Menyakitkan! Aku terus menangis. Tiba-tiba saja,
"Hey! Kenapa berisik sekali? Kau mengganggu waktu tidurku!" ucap seorang siswa yang terbangun dari atas kursi penonton.
"Mma...maaf saya tak tahu kalau ada orang di sini," ucapku menghapus air mata dengan telapak tangan.
Tanpa sepatah kata lagi, siswa yang dengan tinggi sekitar 180cm itu pergi meninggalkan ruangan. Aku tak bisa melihat dengan jelas seperti apa wajahnya karena ruangan dalam kondisi gelap.
Hari ini benar-benar membuatku ingin segera pulang ke rumah. Tapi aku tak bisa melakukannya karena masih ada jam pelajaran selanjutnya.
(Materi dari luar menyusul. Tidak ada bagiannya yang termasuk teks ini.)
PR #88, opened 2018-08-06
Dot net string ends starts with

gunnargestsson:
Add functions: StartsWith and EndsWith

### DIFF
--- a/BaseApp/COD3007.TXT
+++ b/BaseApp/COD3007.TXT
@@ -18,21 +18,18 @@ OBJECT Codeunit 3007 DotNet_String
       DotNetString@1000 : DotNet "'mscorlib'.System.String";
 
     [External]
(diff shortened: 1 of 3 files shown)


BaseApp/COD3007.TXT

Ahhh siaaaal!!!
Dengan langkah yang berat, aku terpaksa kembali ke ruang kelas. Aku mencoba untuk menutup telingaku lebih kuat dari sebelumnya. Aku berharap tak ingin mendengar apapun saat ini. Sampai akhirnya bel pulang sekolah berbunyi. Secepat kilat aku langsung meninggalkan sekolah ini.
Langit sore kota Jakarta hari ini terlihat gelap. Pasti hujan sebentar lagi akan turun. Lebih baik aku berjalan kaki saja sampai ke rumah. Agar aku memiliki alasan untuk tidak masuk sekolah esok hari. Beberapa menit kemudian benar saja. Hujan langsung turun dengan derasnya. Aku melangkah dengan hati yang riang.
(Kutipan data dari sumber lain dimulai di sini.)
PR #89, opened 2018-08-06
Dot net uri

gunnargestsson:
Added functionality


BaseApp/COD3024.TXT
```diff
@@ -2,9 +2,10 @@ OBJECT Codeunit 3024 DotNet_Uri
 {
   OBJECT-PROPERTIES
   {
-    Date=;
-    Time=;
-    Version List=;
+    Date=16.07.18;
```
JesperSchulz: Same comment as in the previous PR. Please remove all code changes we don't need, such as Date/Time and the LineStart. Ideally, you should also not update the .gitignore file of this repo; keep those changes local.

gunnargestsson:
Cleaned

PR #90, opened 2018-08-06
Dot net collection

gunnargestsson:


JesperSchulz:
This seems to be overlapping with the native implementation of lists in the al language? We should not have competing implementations. If you still need collections, they should be [Internal]. Do you agree?

JesperSchulz:

PR #94, opened 2018-08-16
StreamReader DotNet wrapper

niku-live:
It seems there is a StreamWriter wrapper but no StreamReader wrapper, so I want to change this. For our custom add-on StreamReader is really important because we need to import text files created using many different encodings (our government institutions still use applications that do not support Unicode) and using NAV TextEncoding property / data type is not enough (because there is no way to use Windows-1257, Windows-1252, Windows-1250, OEM-775, ISO 8859-4, ISO 8859-13 and ISO 8859-10 encodings in one application configuration). I hope that in future Microsoft will extend existing encoding functionality and make it more useful but for now we really need StreamReader.

This commit contains StreamReader wrapper codeunit and a few extensions to existing wrappers:
1) StreamWriter wrapper extended with Write function as sometimes you need to write text without new line character
2) Encoding wrapper extended with a function to get what is current codepage and also with methods to construct is from static properties (Utf8, Unicode and etc.) because we use it a lot when creating Unicode based encoding
3) String wrapper extended with functions ToText (strange that no one needed it, how do you get what is holds?) and IsEmpty (basically to check if it is null, needed when using ReadLine from StreamReader)


JesperSchulz:
Cool :-) I'll look into this one right away.

JesperSchulz:
Merge pull request #94 from niku-live/StreamReaderWrapper

I had to address a few internal code review comments, before accepting this PR. But the checked in solution is close to your suggestion, so I think it's ok. If not, please open a new PR.

PR #95, opened 2018-08-22
Array, String and Encoding wrappers extended with new methods

niku-live:
Array wrapper extended with methods to create and manipulate Byte, Char, Int32 and String arrays (all 4 types of array is frequently used, especially when working with streams and text).

String wrapper extended with new methods to manipulate text. I know, that AL has its own Text datatype with similar methods, but these few methods I added are frequently used and it is very strange to always convert to/from DotNetString wrapper just to call native methods.

Encoding wrapper extended with methods to get string directly from byte array, this is very useful when implementing binary data file formats import functionality.

Test codeunits iliustrate how to use all of those new methods.


GiorgosPa:
Thanks for the suggestion! We’re investigating whether we can use it and hope to provide an answer soon.

Test/COD50300.TXT
```diff
@@ -0,0 +1,153 @@
+OBJECT Codeunit 50300 Test_DotNet_Encoding
```
GiorgosPa: The tests should be moved in Codeunit 146026

Test/COD50302.TXT
```diff
@@ -0,0 +1,161 @@
+OBJECT Codeunit 50302 Test_DotNet_String
```
GiorgosPa: Please re-id to 146007

Test/COD50301.TXT
```diff
@@ -0,0 +1,143 @@
+OBJECT Codeunit 50301 Test_DotNet_Array
```
GiorgosPa: Please re-id to 146000

BaseApp/COD3000.TXT
```diff
@@ -17,18 +17,100 @@ OBJECT Codeunit 3000 DotNet_Array
...
+    BEGIN
+      EXIT(DotNetArray.GetValue(Index));
+    END;
+
+    [External]
+    PROCEDURE GetValueAsInteger@106(Index@1000 : Integer) : Integer;
+    BEGIN
+      EXIT(DotNetArray.GetValue(Index));
+    END;
+
```
GiorgosPa: Add A GetValueAsByte for completenes

Test/COD50300.TXT
niku-live: Fixed with latest commits

BaseApp/COD3000.TXT
niku-live: Fixed with latest commits

Test/COD50301.TXT
niku-live: Fixed with latest commits

Test/COD50302.TXT
niku-live: Fixed with latest commits

niku-live:
Hi,

With my latest commits I moved Test codeunits to correct IDs also implemented GetValueAsByte for completeness. About case sensitive problems - I didn't even noticed that in my repository files were with wrong case. I tried fixing this by removing files and adding them again. At least on my local repository now everything look clear and ok, but write me if something is wrong.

Lima belas menit kemudian aku masih terus berjalan. Air pun mulai naik setinggi mata kaki. Tiba-tiba saja sebuah mobil melaju sangat cepat dan menyemburkan air ke seluruh badanku.
Ahhh siaaal benar-benar tak beretika!
Suasana riangku dihancurkan karena mobil tersebut. Dan hujan masih terus membasahi bumi. Saat aku melanjutkan perjalananku, terlihat seorang siswa dengan seragam yang sama denganku sedang berdiri untuk berteduh. Kalau dilihat dari tingginya, tampak sama dengan siswa yang tadi tertidur di ruang piano. Apakah itu dia? Saat sedang memperhatikannya, ia tiba-tiba berbalik badan.
Oh seperti itu wajahnya. Dasar anak manja. Padahal dia kan laki-laki. Kenapa sama hujan saja takut? ucapku bergumam dan kembali berjalan melewatinya dengan melompat kesana-kesini.
Aku benar-benar menyukai penghujung hariku saat ini. Bersama hujan melepaskan semua kepenatan yang ada dalam kepalaku.
Tiga puluh lima menit kemudian aku tiba di rumah. Tampaknya ayah juga belum pulang karena mobilnya belum terlihat. Aku membuka gerbang dan melepaskan sepatuku. Tak lama kemudian ayah tiba. Seketika ia berlari ke arahku.
"Kak??!! Kakak kok basah kuyup begini?" suara ayah dengan hebohnya.
"Tak apa Yah. Hanya saja, kakak ingin mandi hujan," jawabku tertawa kecil.
"Jangan katakan kalau kakak hujan-hujanan dari sekolah. Enggak kan kak?!" tanya ayah dengan mata yang melotot.
"Hehehe..." jawabku singkat.
"Kalau kakak sakit bagaimana?" ucap ayah mencemaskanku.
"Itu karena Ayah tak tahu betapa menyenangkannya menari di bawah hujan. Ayo ikut kakak kita menari bersama di tengah hujan!" ucapku menarik tangan ayah keluar untuk bermain dengan hujan.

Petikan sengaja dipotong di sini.